Saved data entries:
PR #259, opened 2025-08-13
Revamp Debug Selection and Output in wolfProvider

aidangarske:
# Description

- Added a  `WOLFPROV_ENTER` for every `WOLFPROV_LEAVE` in src... 
- Added new `WOLFPROV_MSG_DEBUG` and `WOLFPROV_MSG_TRACE` for higher levels of debug output
- Created bitmaps for `wolfProv_LogType` and `wolfProv_LogComponents` that allows us to select any pair of debug level and any pair of components.
- Created a certain `WP_LOG_QUERY` category that allows us to see the operation ID when we do a query
- Added debug for hkdf, kdf, and krb5 and any missing enter / leave debugging we didnt have in place

### DIFF
--- a/README.md
+++ b/README.md
@@ -62,6 +62,12 @@ It will retrieve the dependencies and compile them as necessary. To use other th
 OPENSSL_TAG=openssl-3.5.0 WOLFSSL_TAG=v5.8.0-stable WOLFPROV_DEBUG=1 scripts/build-wolfprovider.sh
 ```
 
+Or you can set them with variables like so:
+
+```
+./scripts/build-wolfprovider.sh --debug --openssl-ver=openssl-3.5.0 --wolfssl-ver=v5.8.0-stable
+```
+
 To clean the build, use the following:
 ```
 ./scripts/build-wolfprovider.sh --clean
@@ -152,4 +158,9 @@ To run the command tests:
 
 To run the cipher suite testing:
 * `./scripts/test-wp-cs.sh`
+
+
+## Debugging
+
+To enable wolfProvider debug logging, build with `--debug`. If you want to filter logging a certain way, set `WOLFPROV_LOG_LEVEL_FILTER` and `WOLFPROV_LOG_COMPONENTS_FILTER` in `include/wolfprovider/wp_logging.h` as needed. See comments in that file for examples.
 
--- a/README.md
+++ b/README.md
@@ -162,5 +162,5 @@ To run the cipher suite testing:
 
 ## Debugging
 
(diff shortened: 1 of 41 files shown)


README.md
```diff
@@ -153,3 +159,8 @@ To run the command tests:
 To run the cipher suite testing:
 * `./scripts/test-wp-cs.sh`
 
+
+## Debugging
+
+To enable wolfProvider debug logging, build with `--debug`. If you want to filter logging a certain way, set `WOLFPROV_LOG_LEVEL_FILTER` and `WOLFPROV_LOG_COMPONENTS_FILTER` in `include/wolfprovider/wp_logging.h` as needed. See comments in that file for examples.
```
padelsbach, line 165: Will `--debug` turn on all logs? Might want to clarify

src/wp_logging.c
```diff
@@ -150,6 +150,10 @@ int wolfProv_SetLogComponents(int componentMask)
 static void wolfprovider_log(const int logLevel, const int component,
                            const char *const logMessage)
 {
+    /* Check compile-time configuration first */
+    if (!WOLFPROV_COMPILE_TIME_CHECK(component, logLevel))
```
padelsbach, line 154: Nit: I think we should have braces around these 3 `if` statements

src/wp_logging.c
```diff
@@ -225,6 +229,38 @@ void WOLFPROV_MSG_VERBOSE(int component, const char* fmt, ...)
...
+ * @param component [IN] Component type, from wolfProv_LogComponents enum.
+ * @param fmt   [IN] Log message format string.
+ * @param vargs [IN] Variable arguments, used with format string, fmt.
+ */
+WP_PRINTF_FUNC(2, 3)
+void WOLFPROV_MSG_DEBUG(int component, const char* fmt, ...)
+{
+    va_list vlist;
+    va_start(vlist, fmt);
+    wolfprovider_msg_internal(component, WP_LOG_DEBUG, fmt, vlist);
```
padelsbach, line 244: From my reading of the code, the logging code is not fully removed in non-debug. The logging functions still exist, do the va_args stuff, and even call sprintf. 

As part of this change, can you update it so that the logging functions (eg. `WOLFPROV_MSG_DEBUG`) don't exist in non-debug? 

Something like this in wp_logging.h
```
#define WOLFPROV_MSG_DEBUG(comp, fmt, ...) 
```

padelsbach (changes requested):

src/wp_logging.c
padelsbach: Update: this is already present in wp_logging.h, I just missed it. Carry on ;)

padelsbach (approved):
Looks good

ColtonWilley (approved):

Problem statement: Would you retype all of the lines shown above, exactly as given?

Your solution:
PR #259, opened 2025-08-13
Revamp Debug Selection and Output in wolfProvider

aidangarske:
# Description

- Added a  `WOLFPROV_ENTER` for every `WOLFPROV_LEAVE` in src... 
- Added new `WOLFPROV_MSG_DEBUG` and `WOLFPROV_MSG_TRACE` for higher levels of debug output
- Created bitmaps for `wolfProv_LogType` and `wolfProv_LogComponents` that allows us to select any pair of debug level and any pair of components.
- Created a certain `WP_LOG_QUERY` category that allows us to see the operation ID when we do a query
- Added debug for hkdf, kdf, and krb5 and any missing enter / leave debugging we didnt have in place

### DIFF
--- a/README.md
+++ b/README.md
@@ -62,6 +62,12 @@ It will retrieve the dependencies and compile them as necessary. To use other th
 OPENSSL_TAG=openssl-3.5.0 WOLFSSL_TAG=v5.8.0-stable WOLFPROV_DEBUG=1 scripts/build-wolfprovider.sh
 ```
 
+Or you can set them with variables like so:
+
+```
+./scripts/build-wolfprovider.sh --debug --openssl-ver=openssl-3.5.0 --wolfssl-ver=v5.8.0-stable
+```
+
 To clean the build, use the following:
 ```
 ./scripts/build-wolfprovider.sh --clean
@@ -152,4 +158,9 @@ To run the command tests:
 
 To run the cipher suite testing:
 * `./scripts/test-wp-cs.sh`
+
+
+## Debugging
+
+To enable wolfProvider debug logging, build with `--debug`. If you want to filter logging a certain way, set `WOLFPROV_LOG_LEVEL_FILTER` and `WOLFPROV_LOG_COMPONENTS_FILTER` in `include/wolfprovider/wp_logging.h` as needed. See comments in that file for examples.
 
--- a/README.md
+++ b/README.md
@@ -162,5 +162,5 @@ To run the cipher suite testing:
 
 ## Debugging
 
(diff shortened: 1 of 41 files shown)


README.md
```diff
@@ -153,3 +159,8 @@ To run the command tests:
 To run the cipher suite testing:
 * `./scripts/test-wp-cs.sh`
 
+
+## Debugging
+
+To enable wolfProvider debug logging, build with `--debug`. If you want to filter logging a certain way, set `WOLFPROV_LOG_LEVEL_FILTER` and `WOLFPROV_LOG_COMPONENTS_FILTER` in `include/wolfprovider/wp_logging.h` as needed. See comments in that file for examples.
```
padelsbach, line 165: Will `--debug` turn on all logs? Might want to clarify

src/wp_logging.c
```diff
@@ -150,6 +150,10 @@ int wolfProv_SetLogComponents(int componentMask)
 static void wolfprovider_log(const int logLevel, const int component,
                            const char *const logMessage)
 {
+    /* Check compile-time configuration first */
+    if (!WOLFPROV_COMPILE_TIME_CHECK(component, logLevel))
```
padelsbach, line 154: Nit: I think we should have braces around these 3 `if` statements

src/wp_logging.c
```diff
@@ -225,6 +229,38 @@ void WOLFPROV_MSG_VERBOSE(int component, const char* fmt, ...)
...
+ * @param component [IN] Component type, from wolfProv_LogComponents enum.
+ * @param fmt   [IN] Log message format string.
+ * @param vargs [IN] Variable arguments, used with format string, fmt.
+ */
+WP_PRINTF_FUNC(2, 3)
+void WOLFPROV_MSG_DEBUG(int component, const char* fmt, ...)
+{
+    va_list vlist;
+    va_start(vlist, fmt);
+    wolfprovider_msg_internal(component, WP_LOG_DEBUG, fmt, vlist);
```
padelsbach, line 244: From my reading of the code, the logging code is not fully removed in non-debug. The logging functions still exist, do the va_args stuff, and even call sprintf. 

As part of this change, can you update it so that the logging functions (eg. `WOLFPROV_MSG_DEBUG`) don't exist in non-debug? 

Something like this in wp_logging.h
```
#define WOLFPROV_MSG_DEBUG(comp, fmt, ...) 
```

padelsbach (changes requested):

src/wp_logging.c
padelsbach: Update: this is already present in wp_logging.h, I just missed it. Carry on ;)

padelsbach (approved):
Looks good

ColtonWilley (approved):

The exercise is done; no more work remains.